PR #77, opened 2021-12-07
WIP: Edit archive docs.

messersc:
Hi @ericblanc20,

I started working on the docs for cubi-tk archive. Let's track progress here until we are ready to merge.

1) What is currently a bit unclear is how to run hashdeep correctly. However, I think we should move it into ```archive prepare``` and couple it a bit tighter to the workflow, e.g. with pre-defined files and paths for the 2 hashdeep outputs.

2) What is missing right now is how to copy/move the prepared archive away from /fast. If I am correct, the steps should be
    * archive prepare
    * hashdeep - integrate if we can so there is one step less
    * archive copy
    * rsync files to ```/data/ceph-1```
    * remove archive
    * remove project

Is that correct?

Clemens


ericblanc20:
Hi @messersc,

Corrections: the steps are:

1. archive prepare
2. hashdeep of the original project - integrate if we can so there is one step less
3. archive copy
4. hashdeep audit of the copy based on the output of 2. - can be integrated if 2. is integrated
5. remove temporary destination defined in 1.
6. remove project

Integration of 2. & 4. should be easy. I will have a look at it, this afternoon hopefully, and add to the branch.

ericblanc20:
At the moment, `copy` does hashdeep on the temporary destination, and performs the audit between the temporary and final destinations.

This is not very helpful. There should be hasdeep of the original project, which should be audited against the final copy. 

In case of problems, then we might want to audit the temporary destination against the original, and/or audit the final copy against the temporary destination. That could be added as options.

cubi_tk/archive/copy.py
```diff
@@ -198,11 +258,14 @@ def _restore_relative_symlinks(self, root, rel_symlinks, add_dangling=True):
...
-                os.path.join(root, os.path.dirname(relative), destination)
-            ):
-                os.symlink(destination, os.path.join(root, relative))
+        for (relative, target) in rel_symlinks:
+            symlink_path = os.path.join(root, relative)
+            if os.path.exists(symlink_path) or os.path.islink(symlink_path):
+                continue
+            symlink_dir = os.path.dirname(symlink_path)
+            if add_dangling or os.path.exists(os.path.join(symlink_dir, target)):
+                os.makedirs(symlink_dir, mode=488, exist_ok=True)
```
messersc, line 267: mode 488 could have a comment explaining that it means permissions 750 in octal notation.

messersc (commented):
Minor comments.

PR #373, opened 2022-01-20
Alignment to labeled subgraphs and counting DBGs

hmusta:
Supercedes #336


metagraph/tests/graph/test_aligner.cpp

━━━━━━━━

Everything from the line that contains "Minor comments." to the last line of the records, restated word for word, is the required output.

Minor comments.

PR #373, opened 2022-01-20
Alignment to labeled subgraphs and counting DBGs

hmusta:
Supercedes #336


metagraph/tests/graph/test_aligner.cpp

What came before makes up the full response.